For complete details on how to set up and configure your database(s) for Dotspotting please consult the README.DATABASE.md document.
As of this writing Flamework defines/expects the following clusters:
- db_main
This is the database cluster where user accounts and other lookup-style database tables live.
- db_main_slave
These are read-only versions of the db_main
cluster that are updated using MySQL replication.
- db_users
These are the federated tables, sometimes called "shards". This is where the bulk of the data in Dotspotting is stored because it can be spread out, in smaller chunks, across a whole bunch of databases rather than a single monolithic monster database that becomes a single point of failure and it just generally a nuisance to maintain.
- db_tickets
One of the things about storing federated user data is that from time to time you may need to "re-balance" your shards, for example moving all of a user's data from shard #5 to shard #23. That means you can no longer rely on an individual database to generate auto-incrementing unique IDs because each database shard creates those IDs in isolation and if you try to move a dot, for example, with ID 123
to a shard with another dot that already has the same ID everything will break and there will be tears.
The way around this is to use "ticketing" servers whose only job is to sit around and assign unique IDs. A discussion of ticketing servers is outside the scope of this document but Kellan wrote a good blog post about the subject if you're interested in learning more. Which is a long way of saying: Flamework uses tickets and they come from the db_tickets
cluster.
Note: This is really specific to Dotspotting but the basic principle(s) apply equally to Flamework.
Search is one of those things that's all tangled up in how your databases are set up, whether you are doing full-text or spatial queries.
The first release of Dotspotting is geared specifically towards MySQL because it is readily available on shared web-hosting services, easy to install on both the server and desktop and has a large community of users and documentation. One consequence of using MySQL is that full-text search is not awesome. One consequence of a federated data model is that it makes doing global search (search across all of your users) problematic enough as to be impossible. This is also not awesome.

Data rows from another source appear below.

PR #15086, opened 2022-01-12
[WFLY-15904] Update test depedency nimbus-jose-jwt from 8.11 to 8.23

bstansberry:
This it to trigger an update of transitive dep json-smart to 2.4.5 or later to get it off security scanner radar.

The nimbus-jose-jwt project has a number of 9.x releases but I went for the latest release in the same major version, just to improve the odds the upgrade would be suitable.

https://issues.redhat.com/browse/WFLY-15904

Note that this dep is only used in tests; this change has no impact on production code.

@fjuma If this passes CI, please review.


fjuma (approved):
Thanks @bstansberry!

PR #15096, opened 2022-01-13
[WFLY-15918] Use java.transaction.xa JPMS module together with java.sql module where necessary

ropalka:
https://issues.redhat.com/browse/WFLY-15918


ropalka:
In upcomming JBoss Modules 2.0.2.Final upgrade all java.transaction.xa exported packages will be removed from java.sql module to be in alignment with Java's JPMS definitions. Thus it is necessary to properly reference java.transaction.xa instead of java.sql.

ropalka:
@fl4via or @bstansberry please review

PR #14887, opened 2021-11-08
[WFLY-15524]: Upgrade netty from 4.1.68 to 4.1.70.

ehsavoie:
* Upgrading netty to 4.1.70.
* Removing netty-all and using the proper netty artefacts in pom.xml.
* Removing the io.netty jboss module and creating io.netty.netty-*
  modules for each artefact.
* Adding a task to manage the native parts.

Jira: https://issues.redhat.com/projects/WFLY/issues/WFLY-15524
Requires: https://github.com/wildfly/wildfly/pull/14886

PR #15122, opened 2022-01-17
[26.x][WFLY-15524]: Upgrade netty from 4.1.68 to 4.1.72. 

ehsavoie:
* Upgrading netty to 4.1.72.
* Removing netty-all and using the proper netty artefacts in pom.xml.
* Removing the io.netty jboss module and creating io.netty.netty-*
modules for each artefact.
* Adding a task to manage the native parts.
* Adding the missing io.netty.netty-handler dependency to the artemis journal module.

Jira: https://issues.redhat.com/browse/WFLY-15935
Jira: https://issues.redhat.com/browse//WFLY-15524

Main PRs:
https://github.com/wildfly/wildfly/pull/14887
https://github.com/wildfly/wildfly/pull/15117


jmesnil:
@ehsavoie could you please mention in the PR description the upstream PRs for the `main` branch?

ehsavoie:
@jmesnil Done.
Also I'm not sure the CI failures are related to that PR

jmesnil:
@ehhttps://ci.wildfly.org/buildConfiguration/WF_PullRequest26x_WindowsJdk11/290926?showRootCauses=false&expandBuildChangesSection=true&expandBuildTestsSection=true might be related

OIDC failures are a known regression that will be fixed by an upcoming WildFly Core release

jmesnil (commented):
@ehsavoie can you explain why the replacement of netty-all required the creation of all these JBOss modules?

Couldn't they all be provided by `io.netty`? 
As the PR stands, that seems to be a significant changes for 26.0.1.Final?

ehsavoie:
@jmesnil  The initial goal was to reduce the size and to have modules only depending of what they required instead of depending on everything as some parts are only used by some subsystems.
I agree that it it 'big' for 26.0.1 but it is cleaner in the long run.

jmesnil (changes requested):
We can't remove `io.netty` module in a micro release of WildFly.
Brian told me that the reason it was removed was that we could not keep this module and exposing a different set of resources.
Adding artifacts until we are able to provide an identical `io.netty` would required new devs and we are past the freeze for WildFly 26.0.1.Final.

This PR will have to wait after this release to be merged.

jmesnil:
@boris-unckel  my understanding is that CVE-2021-43797  is not relevant for WildFly as we don't use Netty for HTTP. @ehsavoie is that correct?

boris-unckel:
@jmesnil @ehsavoie @bstansberry thank you all to clarify the impact.

bstansberry:
Thanks, @ehsavoie

PR #15126, opened 2022-01-18
[WFLY-15943]: Can't create an external connection factory using a discovery group with socket binding.

ehsavoie:
* Fixing the way the service name is created.

Jira: https://issues.redhat.com/browse/WFLY-15943

### DIFF
--- a/messaging-activemq/subsystem/src/main/java/org/wildfly/extension/messaging/activemq/jms/ExternalConnectionFactoryAdd.java
+++ b/messaging-activemq/subsystem/src/main/java/org/wildfly/extension/messaging/activemq/jms/ExternalConnectionFactoryAdd.java
@@ -82,7 +82,7 @@ public class ExternalConnectionFactoryAdd extends AbstractAddStepHandler {
         List<String> connectorNames = Common.CONNECTORS.unwrap(context, model);
         ServiceBuilder<?> builder = context.getServiceTarget()
                 .addService(serviceName)
-                .addAliases(MessagingServices.getActiveMQServiceName(name));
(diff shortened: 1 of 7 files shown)


messaging-activemq/subsystem/src/main/java/org/wildfly/extension/messaging/activemq/jms/ExternalConnectionFactoryAdd.java
```diff
@@ -82,7 +82,7 @@ protected void performRuntime(OperationContext context, ModelNode operation, Mod
         List<String> connectorNames = Common.CONNECTORS.unwrap(context, model);
         ServiceBuilder<?> builder = context.getServiceTarget()
                 .addService(serviceName)
-                .addAliases(MessagingServices.getActiveMQServiceName(name));
+                .addAliases(JMSServices.getConnectionFactoryBaseServiceName(MessagingServices.getActiveMQServiceName("")).append(name));
```
jmesnil, line 85: what would be the difference between ^^ and `JMSServices.getConnectionFactoryBaseServiceName(MessagingServices.getActiveMQServiceName(name))` ?

ehsavoie: it is different because name is appended at the end of the service name: *jboss.messaging-activemq.jms.cf.name* while your change will create *jboss.messaging-activemq.name.jms.cf*

bstansberry: A new no-arg MessagingServices.getActiveMQServiceName() would be clearer.

PR #15136, opened 2022-01-22
[WFLY-15747] / [WFLY-13889] Remove PicketBox dependency from iiop-openjdk.

darranl:
https://issues.redhat.com/browse/WFLY-15747

Supersedes https://github.com/wildfly/wildfly/pull/14948


darranl:
Hi @tadamski this follow up on https://github.com/wildfly/wildfly/pull/14948 as I needed to submit as a new PR if you could please review the last commit I have applied the changes you requested.

I have also left it that if somehow the values for legacy security are set we report an error and fail, I want to avoid ignoring legacy security and accidentally leaving something unsecured.

darranl:
Looks like it now has some related CI failures to follow up.

tadamski (approved):
I think it is good now

PR #15140, opened 2022-01-25
[WFLY-15964] OpenTelemetry ratio-based sampler should not accept value bigger than 1.0.

soul2zimate:
Issue: https://issues.redhat.com/browse/WFLY-15964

What does this mean? It means that during the initial releases of Dotspotting:
- There is no global full-text search.
- There is only limited global spatial search, which is done using Geohashes (stored in a lookup table on the
db_main
cluster).
Moving forward we imagine the code being written in such a way that it can support a limited number of additional databases or search engines, assuming they've been installed and configured by users, with little more effort than adding specific configuration variables. Before you start asking all the obvious questions, the answer is probably: We don't know yet but it seems like a good plan so we'll try to figure out a way to make it work.
We're not actively working on this architecture yet but are thinking about it as we go, with an eye towards supporting the following:
This is the default and gets you dots and bounding box (and Geohash) queries. It's also really really fast.
Solr is a open source document indexer written in Java and is principally used a full-text search engine but it can also be used to do spatial queries. Currently radial queries are only available by using a third-party plugin but spatial indexing for both points and polygons is being actively developed for the next release of Solr (1.5).
PostGIS a "proper" spatial database that can do amazing things so it's a no-brainer in so far as Dotspotting is concerned. It is also not always the easiest tool to install and maintain and in many cases is probably overkill for the problems people are trying to use Dotspotting to solve which is why, for the time being, it is not the default choice.